• [Data listing]

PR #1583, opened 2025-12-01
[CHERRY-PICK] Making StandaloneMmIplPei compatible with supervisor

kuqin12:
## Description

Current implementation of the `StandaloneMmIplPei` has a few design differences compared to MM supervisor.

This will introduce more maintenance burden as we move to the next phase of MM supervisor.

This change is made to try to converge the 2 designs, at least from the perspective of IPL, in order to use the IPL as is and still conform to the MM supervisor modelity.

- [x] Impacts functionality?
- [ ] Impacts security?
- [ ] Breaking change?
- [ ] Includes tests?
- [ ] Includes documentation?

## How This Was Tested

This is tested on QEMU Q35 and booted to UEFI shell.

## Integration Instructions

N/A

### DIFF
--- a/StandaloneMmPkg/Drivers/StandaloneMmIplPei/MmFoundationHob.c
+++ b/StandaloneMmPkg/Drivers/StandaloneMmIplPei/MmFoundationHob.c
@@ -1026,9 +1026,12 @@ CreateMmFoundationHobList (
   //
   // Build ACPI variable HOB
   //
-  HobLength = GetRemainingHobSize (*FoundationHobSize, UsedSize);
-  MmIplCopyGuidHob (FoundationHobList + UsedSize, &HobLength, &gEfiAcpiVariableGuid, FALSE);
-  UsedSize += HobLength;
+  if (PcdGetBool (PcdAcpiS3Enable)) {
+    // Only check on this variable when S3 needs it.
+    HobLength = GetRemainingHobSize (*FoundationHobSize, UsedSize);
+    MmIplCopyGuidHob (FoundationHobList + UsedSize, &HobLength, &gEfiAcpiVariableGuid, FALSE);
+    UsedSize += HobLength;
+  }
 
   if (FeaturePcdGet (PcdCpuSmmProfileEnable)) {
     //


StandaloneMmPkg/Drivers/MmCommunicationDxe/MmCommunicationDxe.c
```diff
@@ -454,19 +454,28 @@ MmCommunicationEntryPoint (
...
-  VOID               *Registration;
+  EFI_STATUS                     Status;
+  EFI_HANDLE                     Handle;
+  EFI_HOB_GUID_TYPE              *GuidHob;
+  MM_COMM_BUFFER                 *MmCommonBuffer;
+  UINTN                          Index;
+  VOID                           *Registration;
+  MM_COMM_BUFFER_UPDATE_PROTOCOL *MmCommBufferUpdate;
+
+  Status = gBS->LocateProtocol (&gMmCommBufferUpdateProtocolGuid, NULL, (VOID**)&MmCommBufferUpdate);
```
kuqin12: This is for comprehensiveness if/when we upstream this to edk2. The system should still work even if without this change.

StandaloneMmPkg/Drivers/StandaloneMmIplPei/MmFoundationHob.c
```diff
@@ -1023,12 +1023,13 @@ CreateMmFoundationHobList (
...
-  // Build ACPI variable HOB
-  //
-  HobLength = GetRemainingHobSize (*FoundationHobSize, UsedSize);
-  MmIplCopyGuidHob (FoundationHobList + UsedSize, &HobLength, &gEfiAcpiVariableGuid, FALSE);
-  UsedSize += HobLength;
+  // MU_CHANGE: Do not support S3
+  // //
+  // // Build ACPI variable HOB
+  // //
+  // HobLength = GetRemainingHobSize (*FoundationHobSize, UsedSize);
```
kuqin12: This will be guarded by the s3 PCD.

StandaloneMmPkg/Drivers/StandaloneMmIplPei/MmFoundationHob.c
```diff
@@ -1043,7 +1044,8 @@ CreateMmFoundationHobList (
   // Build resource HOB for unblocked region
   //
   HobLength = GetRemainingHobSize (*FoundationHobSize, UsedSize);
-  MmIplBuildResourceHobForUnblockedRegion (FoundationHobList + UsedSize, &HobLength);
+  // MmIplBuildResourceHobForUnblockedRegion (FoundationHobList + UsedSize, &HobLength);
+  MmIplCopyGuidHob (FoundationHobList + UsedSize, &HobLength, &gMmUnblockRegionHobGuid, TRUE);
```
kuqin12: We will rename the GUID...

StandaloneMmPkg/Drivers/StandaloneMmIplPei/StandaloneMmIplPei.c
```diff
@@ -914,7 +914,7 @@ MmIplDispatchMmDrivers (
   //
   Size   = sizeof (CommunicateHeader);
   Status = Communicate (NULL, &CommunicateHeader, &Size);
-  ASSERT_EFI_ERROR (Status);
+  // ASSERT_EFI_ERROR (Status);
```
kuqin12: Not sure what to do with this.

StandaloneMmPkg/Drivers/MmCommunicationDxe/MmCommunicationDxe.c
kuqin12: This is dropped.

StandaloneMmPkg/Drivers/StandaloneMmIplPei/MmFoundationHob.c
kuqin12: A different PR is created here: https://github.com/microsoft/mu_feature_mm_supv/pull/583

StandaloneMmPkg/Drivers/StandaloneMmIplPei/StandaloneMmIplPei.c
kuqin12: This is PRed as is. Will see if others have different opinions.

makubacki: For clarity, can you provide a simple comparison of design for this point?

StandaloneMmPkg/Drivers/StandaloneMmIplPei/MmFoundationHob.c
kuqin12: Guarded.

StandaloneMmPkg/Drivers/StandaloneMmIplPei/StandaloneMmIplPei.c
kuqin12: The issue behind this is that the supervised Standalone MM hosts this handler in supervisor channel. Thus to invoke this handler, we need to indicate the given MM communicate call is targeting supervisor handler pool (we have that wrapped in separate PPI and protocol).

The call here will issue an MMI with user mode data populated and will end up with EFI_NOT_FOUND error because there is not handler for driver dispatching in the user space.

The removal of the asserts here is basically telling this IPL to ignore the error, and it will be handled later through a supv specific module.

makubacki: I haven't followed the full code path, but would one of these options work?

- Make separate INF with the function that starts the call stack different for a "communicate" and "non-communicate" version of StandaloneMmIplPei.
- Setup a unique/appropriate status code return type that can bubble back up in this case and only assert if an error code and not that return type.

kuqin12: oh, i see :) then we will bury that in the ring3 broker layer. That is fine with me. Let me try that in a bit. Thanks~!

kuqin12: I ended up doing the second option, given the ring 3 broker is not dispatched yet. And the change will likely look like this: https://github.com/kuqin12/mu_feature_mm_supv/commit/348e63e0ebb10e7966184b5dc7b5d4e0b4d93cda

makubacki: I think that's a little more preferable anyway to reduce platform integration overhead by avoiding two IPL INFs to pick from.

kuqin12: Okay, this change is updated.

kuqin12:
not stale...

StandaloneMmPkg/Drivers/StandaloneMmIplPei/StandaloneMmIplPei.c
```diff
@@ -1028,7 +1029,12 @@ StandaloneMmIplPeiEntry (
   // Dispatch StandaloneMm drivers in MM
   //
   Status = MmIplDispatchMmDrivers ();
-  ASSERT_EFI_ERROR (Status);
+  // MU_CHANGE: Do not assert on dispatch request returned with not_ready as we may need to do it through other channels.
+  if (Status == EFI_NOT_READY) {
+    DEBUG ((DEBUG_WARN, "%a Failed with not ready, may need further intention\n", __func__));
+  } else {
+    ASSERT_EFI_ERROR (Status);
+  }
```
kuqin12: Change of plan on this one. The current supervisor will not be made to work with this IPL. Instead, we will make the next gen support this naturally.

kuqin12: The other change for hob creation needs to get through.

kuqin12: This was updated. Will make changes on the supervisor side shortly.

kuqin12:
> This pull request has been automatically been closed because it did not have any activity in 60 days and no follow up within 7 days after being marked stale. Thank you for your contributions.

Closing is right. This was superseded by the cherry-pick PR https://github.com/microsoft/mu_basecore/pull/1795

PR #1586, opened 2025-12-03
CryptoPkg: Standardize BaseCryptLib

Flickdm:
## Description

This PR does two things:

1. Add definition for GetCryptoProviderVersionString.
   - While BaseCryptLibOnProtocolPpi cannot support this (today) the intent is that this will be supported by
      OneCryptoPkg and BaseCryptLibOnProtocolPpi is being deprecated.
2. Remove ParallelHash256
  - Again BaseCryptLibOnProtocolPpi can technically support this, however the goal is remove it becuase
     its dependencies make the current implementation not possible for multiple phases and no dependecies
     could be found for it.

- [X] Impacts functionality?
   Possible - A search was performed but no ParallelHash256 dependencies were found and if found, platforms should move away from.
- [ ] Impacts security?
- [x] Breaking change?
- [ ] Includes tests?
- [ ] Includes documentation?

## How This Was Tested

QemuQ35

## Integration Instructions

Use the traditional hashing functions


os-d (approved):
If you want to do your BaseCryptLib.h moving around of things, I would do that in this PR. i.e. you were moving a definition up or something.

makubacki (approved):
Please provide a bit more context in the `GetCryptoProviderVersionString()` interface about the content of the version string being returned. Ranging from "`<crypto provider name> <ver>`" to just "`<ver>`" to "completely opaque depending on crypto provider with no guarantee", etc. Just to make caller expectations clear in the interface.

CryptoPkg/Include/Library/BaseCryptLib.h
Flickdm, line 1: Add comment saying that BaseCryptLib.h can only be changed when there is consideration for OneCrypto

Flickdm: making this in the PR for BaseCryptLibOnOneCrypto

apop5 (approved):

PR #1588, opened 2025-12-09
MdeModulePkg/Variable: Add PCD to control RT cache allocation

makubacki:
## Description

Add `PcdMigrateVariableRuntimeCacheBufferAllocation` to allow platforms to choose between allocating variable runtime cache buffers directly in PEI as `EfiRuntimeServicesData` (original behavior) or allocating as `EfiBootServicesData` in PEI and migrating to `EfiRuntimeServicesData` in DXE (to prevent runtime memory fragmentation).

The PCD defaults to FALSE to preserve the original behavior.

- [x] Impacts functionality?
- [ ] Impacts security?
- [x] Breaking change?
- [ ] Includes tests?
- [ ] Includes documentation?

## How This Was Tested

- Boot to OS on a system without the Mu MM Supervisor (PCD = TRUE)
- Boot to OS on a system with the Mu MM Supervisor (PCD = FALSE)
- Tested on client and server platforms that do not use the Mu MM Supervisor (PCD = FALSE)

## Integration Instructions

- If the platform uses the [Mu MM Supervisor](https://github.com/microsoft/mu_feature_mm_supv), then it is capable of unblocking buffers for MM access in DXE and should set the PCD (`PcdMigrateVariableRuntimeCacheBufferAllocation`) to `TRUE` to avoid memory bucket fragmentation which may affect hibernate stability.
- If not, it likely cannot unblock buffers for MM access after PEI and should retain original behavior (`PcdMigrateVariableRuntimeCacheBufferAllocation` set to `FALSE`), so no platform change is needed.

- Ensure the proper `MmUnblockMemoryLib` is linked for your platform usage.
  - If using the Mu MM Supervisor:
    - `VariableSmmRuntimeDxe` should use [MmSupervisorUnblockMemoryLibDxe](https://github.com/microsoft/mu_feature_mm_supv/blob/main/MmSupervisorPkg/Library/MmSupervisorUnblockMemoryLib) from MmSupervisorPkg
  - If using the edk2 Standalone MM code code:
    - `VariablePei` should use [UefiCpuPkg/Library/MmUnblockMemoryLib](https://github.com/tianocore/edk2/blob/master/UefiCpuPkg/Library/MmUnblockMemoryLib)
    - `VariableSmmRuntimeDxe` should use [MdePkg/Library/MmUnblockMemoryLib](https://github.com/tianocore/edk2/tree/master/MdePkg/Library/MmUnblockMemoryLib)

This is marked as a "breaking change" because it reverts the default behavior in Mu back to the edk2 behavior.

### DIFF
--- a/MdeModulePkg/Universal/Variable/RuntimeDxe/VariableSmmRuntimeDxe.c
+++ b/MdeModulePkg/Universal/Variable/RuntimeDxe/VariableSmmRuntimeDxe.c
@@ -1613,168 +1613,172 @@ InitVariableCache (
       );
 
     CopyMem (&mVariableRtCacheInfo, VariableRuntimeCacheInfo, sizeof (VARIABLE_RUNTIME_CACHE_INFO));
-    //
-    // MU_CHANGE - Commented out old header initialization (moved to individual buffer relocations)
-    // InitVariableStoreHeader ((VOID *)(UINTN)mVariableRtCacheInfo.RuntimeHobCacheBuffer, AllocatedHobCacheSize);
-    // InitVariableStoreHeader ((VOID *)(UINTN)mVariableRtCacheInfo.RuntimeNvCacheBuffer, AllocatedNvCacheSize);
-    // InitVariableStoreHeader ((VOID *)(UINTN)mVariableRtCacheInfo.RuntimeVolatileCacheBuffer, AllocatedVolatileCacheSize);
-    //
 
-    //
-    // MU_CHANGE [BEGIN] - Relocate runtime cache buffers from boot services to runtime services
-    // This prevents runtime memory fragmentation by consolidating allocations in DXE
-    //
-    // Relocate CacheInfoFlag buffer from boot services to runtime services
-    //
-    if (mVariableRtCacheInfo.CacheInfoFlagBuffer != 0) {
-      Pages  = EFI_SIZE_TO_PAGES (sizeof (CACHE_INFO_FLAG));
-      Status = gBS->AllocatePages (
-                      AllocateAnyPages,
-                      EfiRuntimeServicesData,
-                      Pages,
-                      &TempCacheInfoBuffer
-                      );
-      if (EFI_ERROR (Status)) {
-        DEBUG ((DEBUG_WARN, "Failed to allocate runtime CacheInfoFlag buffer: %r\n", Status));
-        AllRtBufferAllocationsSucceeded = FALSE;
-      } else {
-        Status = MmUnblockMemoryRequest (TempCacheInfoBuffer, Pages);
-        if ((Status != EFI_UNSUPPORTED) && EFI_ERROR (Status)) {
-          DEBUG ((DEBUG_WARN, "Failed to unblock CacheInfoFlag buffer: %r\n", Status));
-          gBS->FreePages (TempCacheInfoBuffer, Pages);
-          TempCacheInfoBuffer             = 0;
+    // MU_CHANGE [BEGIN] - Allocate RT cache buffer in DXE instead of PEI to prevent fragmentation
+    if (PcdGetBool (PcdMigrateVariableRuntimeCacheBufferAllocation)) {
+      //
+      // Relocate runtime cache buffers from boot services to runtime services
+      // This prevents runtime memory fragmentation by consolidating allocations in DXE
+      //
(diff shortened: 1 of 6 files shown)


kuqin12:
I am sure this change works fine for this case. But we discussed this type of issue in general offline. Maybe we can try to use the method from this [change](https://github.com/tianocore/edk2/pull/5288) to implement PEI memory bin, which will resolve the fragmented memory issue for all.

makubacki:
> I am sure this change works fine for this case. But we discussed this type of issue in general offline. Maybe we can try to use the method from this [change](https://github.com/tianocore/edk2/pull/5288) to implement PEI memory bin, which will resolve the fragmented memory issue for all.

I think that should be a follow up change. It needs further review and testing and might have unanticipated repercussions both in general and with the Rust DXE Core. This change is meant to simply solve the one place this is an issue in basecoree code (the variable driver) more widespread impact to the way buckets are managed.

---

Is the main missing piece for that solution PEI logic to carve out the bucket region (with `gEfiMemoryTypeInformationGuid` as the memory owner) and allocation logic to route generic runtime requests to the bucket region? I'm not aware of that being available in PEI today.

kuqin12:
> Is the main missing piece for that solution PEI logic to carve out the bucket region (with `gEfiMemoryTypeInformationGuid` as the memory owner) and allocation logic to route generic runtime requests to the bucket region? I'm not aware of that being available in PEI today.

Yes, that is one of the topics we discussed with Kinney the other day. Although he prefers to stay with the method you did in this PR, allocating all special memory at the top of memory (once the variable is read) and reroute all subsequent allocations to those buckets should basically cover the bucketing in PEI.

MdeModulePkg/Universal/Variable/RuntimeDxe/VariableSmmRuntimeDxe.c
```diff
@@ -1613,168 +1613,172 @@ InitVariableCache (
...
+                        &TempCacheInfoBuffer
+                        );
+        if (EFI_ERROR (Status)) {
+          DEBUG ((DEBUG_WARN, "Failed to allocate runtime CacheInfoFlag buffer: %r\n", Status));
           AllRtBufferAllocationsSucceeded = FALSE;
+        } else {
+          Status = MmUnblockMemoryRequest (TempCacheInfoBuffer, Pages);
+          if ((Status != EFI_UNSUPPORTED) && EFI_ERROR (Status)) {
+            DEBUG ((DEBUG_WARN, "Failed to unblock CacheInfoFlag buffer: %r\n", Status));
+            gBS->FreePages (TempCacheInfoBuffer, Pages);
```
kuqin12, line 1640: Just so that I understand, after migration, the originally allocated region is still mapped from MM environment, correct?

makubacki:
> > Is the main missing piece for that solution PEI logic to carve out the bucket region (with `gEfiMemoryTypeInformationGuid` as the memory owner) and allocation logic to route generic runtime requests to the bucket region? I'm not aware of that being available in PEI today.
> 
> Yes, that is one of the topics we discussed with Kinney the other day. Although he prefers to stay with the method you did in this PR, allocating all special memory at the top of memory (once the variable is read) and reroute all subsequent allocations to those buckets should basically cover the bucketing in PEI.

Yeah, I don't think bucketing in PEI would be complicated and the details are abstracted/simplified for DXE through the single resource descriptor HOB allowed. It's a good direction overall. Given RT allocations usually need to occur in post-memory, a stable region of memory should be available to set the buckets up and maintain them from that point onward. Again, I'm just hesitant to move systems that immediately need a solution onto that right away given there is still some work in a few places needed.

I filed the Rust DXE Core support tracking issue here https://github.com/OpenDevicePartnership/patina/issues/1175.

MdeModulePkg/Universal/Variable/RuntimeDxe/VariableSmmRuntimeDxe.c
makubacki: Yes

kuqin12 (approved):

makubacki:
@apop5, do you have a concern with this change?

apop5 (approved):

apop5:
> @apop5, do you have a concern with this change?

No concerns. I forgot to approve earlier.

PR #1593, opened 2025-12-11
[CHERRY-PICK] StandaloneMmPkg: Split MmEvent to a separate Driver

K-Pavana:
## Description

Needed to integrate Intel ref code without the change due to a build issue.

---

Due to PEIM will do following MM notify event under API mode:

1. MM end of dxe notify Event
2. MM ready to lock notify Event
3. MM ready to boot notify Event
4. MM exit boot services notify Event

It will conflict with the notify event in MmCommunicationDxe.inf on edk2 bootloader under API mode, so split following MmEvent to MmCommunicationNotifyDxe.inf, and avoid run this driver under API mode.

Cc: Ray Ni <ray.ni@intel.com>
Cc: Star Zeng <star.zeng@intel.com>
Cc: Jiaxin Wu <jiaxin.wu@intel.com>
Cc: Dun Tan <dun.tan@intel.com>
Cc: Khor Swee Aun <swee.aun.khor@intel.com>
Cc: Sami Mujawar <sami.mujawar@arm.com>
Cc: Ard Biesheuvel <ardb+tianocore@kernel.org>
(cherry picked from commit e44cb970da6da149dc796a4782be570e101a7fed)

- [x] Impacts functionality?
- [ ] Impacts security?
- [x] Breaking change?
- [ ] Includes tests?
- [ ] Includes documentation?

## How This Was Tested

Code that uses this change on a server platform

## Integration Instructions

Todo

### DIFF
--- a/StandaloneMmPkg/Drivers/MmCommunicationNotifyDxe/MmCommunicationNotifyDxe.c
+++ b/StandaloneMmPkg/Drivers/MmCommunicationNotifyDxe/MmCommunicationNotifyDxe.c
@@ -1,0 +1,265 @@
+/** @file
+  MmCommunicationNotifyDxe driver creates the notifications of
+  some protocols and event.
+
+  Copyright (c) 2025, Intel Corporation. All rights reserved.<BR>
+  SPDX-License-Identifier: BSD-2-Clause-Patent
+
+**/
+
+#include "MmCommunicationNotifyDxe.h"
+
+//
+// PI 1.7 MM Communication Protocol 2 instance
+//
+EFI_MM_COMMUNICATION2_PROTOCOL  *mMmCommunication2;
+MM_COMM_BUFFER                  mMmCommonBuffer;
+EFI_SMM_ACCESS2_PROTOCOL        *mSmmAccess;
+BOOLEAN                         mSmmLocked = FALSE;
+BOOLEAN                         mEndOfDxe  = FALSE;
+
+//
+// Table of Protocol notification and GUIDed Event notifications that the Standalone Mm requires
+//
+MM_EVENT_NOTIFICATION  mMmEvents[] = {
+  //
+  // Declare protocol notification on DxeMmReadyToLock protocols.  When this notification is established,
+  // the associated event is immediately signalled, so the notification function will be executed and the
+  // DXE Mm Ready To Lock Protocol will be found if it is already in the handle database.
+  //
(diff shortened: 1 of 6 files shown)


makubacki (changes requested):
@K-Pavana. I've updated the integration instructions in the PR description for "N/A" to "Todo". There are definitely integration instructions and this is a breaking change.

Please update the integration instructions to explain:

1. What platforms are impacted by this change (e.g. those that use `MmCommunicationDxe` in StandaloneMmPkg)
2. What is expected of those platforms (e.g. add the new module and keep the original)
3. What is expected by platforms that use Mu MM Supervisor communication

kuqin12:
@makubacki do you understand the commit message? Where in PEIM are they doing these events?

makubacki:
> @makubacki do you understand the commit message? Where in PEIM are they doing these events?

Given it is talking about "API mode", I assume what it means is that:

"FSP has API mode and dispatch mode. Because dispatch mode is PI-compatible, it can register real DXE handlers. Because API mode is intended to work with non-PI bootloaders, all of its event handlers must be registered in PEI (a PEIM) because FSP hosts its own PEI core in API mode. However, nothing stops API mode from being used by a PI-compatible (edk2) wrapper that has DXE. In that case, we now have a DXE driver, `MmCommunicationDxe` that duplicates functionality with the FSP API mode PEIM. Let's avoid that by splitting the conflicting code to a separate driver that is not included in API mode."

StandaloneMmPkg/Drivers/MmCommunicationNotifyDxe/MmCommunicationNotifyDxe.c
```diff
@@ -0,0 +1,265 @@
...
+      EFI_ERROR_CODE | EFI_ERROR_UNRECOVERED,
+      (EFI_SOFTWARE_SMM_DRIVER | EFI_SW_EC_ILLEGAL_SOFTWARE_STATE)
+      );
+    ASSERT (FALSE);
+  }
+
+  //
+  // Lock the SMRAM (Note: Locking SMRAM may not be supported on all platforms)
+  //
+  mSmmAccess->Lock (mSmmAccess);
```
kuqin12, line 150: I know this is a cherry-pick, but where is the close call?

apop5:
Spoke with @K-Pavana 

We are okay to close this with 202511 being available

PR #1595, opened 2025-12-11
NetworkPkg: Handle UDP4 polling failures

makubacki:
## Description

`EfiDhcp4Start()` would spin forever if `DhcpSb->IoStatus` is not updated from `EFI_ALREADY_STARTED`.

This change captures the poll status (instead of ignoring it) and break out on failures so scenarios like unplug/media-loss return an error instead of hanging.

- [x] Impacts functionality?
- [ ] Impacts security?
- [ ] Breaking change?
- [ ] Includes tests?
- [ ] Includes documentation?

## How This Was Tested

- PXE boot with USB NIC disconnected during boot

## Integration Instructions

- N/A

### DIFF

• [Assigned task] Pull out every line of the records above that contains the word "after".

• [Exercise answer]
> This pull request has been automatically been closed because it did not have any activity in 60 days and no follow up within 7 days after being marked stale. Thank you for your contributions.
- If not, it likely cannot unblock buffers for MM access after PEI and should retain original behavior (`PcdMigrateVariableRuntimeCacheBufferAllocation` set to `FALSE`), so no platform change is needed.
kuqin12, line 1640: Just so that I understand, after migration, the originally allocated region is still mapped from MM environment, correct?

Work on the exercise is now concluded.